Als er bijvoorbeeld een storting is van een miljoen pond, kan de software controleren waar dit exacte bedrag naartoe wordt overgemaakt – het heeft de mogelijkheid om alle combinaties van gerelateerde transacties die plaatsvinden te identificeren, zelfs als het geld is verdeeld over verschillende rekeningen en uitgaven.

De nieuwe software is meer dan drie keer effectiever dan huidige detectiemethoden en ook grotere hoeveelheden gegevens kan analyseren.

Het Bureau van de Verenigde Naties voor drugs- en misdaadbestrijding (UNODC) schat dat jaarlijks tussen de twee en vijf procent van het wereldwijde BBP wordt witgewassen, ruwweg tussen de 632 miljard pond en meer dan 1,5 biljoen pond.

Open source software

Onderzoeker Loukides licht toe: “We hebben een optimale methode ontwikkeld die de best mogelijke oplossing kan vinden voor het detecteren van veelvoorkomende classificaties van smurfaanvallen over miljoenen hoeveelheden gegevens, gemiddeld 3,2 keer effectiever dan de state-of-the-art methoden die momenteel worden gebruikt.
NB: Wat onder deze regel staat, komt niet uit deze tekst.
PR #3488, opened 2023-10-02
convert the e2e suite to typescript

mozrokafor:
# References: 
Jira: MNTOR-2179

As most of monitor is now typescript. This PR is also converting our monitor e2e suite to typescript.


src/e2e/utils/helpers.ts
```diff
@@ -0,0 +1,112 @@
...
+  };
+
+  switch (true) {
+    case checkIfTitleContains("Enter your email"):
+      await enterYourEmail(page);
+      break;
+    case checkIfTitleContains("Enter your password"):
+      await enterYourPassword(page);
+      break;
+    // case checkIfTitleContains('Set your password'):
```
mansaj, line 100: What are these commented out code for? Did I do this?

src/e2e/pages/dashBoardPage.ts
```diff
@@ -0,0 +1,23 @@
...
+
+export class DashboardPage {
+  readonly page: Page;
+  readonly dataBreachEmailDropdown: Locator;
+  readonly siteFoundImage: Locator;
+  readonly breachStats: Locator;
+
+  constructor(page: Page) {
+    this.page = page;
+    this.dataBreachEmailDropdown = page.locator("custom-select");
```
mansaj, line 15: Thinking out loud here.. as a part of our smoke tests, we'd want to cover all locators so we can detect any that's returning null?

mansaj: I wonder if there's a way to check for coverage

mansaj (approved):
Run the tests locally, 4 failures but expected (bugs filed)

src/e2e/utils/helpers.ts
mozrokafor: looks like you commented them out 7 months ago, i have a [ticket](https://mozilla-hub.atlassian.net/browse/MNTOR-2246) that'll look into these plus any others that are lingering around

We zijn nu bezig om de tool verder te verbeteren, om een hogere snelheid te leveren dan conventionele benaderingen, maar met een nog hogere nauwkeurigheid.”

De software voor de nieuwe tool is open source en vrij toegankelijk. Omdat het kan worden gebruikt met veel grotere hoeveelheden gegevens dan conventionele detectiemethoden, kunnen de onderzoekers zeggen dat het grote hoeveelheden gegevens over lange perioden kan analyseren, filteren en een alarmsignaal afgeven om de bank aan te geven wanneer het verdachte activiteiten detecteert.

Meer dan alleen financiële activiteiten

De aanpak is getest met echte gegevens van een anonieme Tsjechische bank en met fictieve gevallen op basis van voorspellingen van veelvoorkomende patronen en activiteiten in echte witwaszaken. In beide gevallen konden de algoritmen alle verdachte transactiepatronen detecteren.

Onderzoekers zeggen dat de nieuwe tool ook een potentieel nut heeft buiten het detecteren van verdachte financiële activiteiten, omdat het marketingcampagnes zou kunnen optimaliseren door retailers in staat te stellen de meest winstgevende productbundels te vinden en te detecteren, waardoor de nauwkeurigheid van retailgegevens snel verbetert.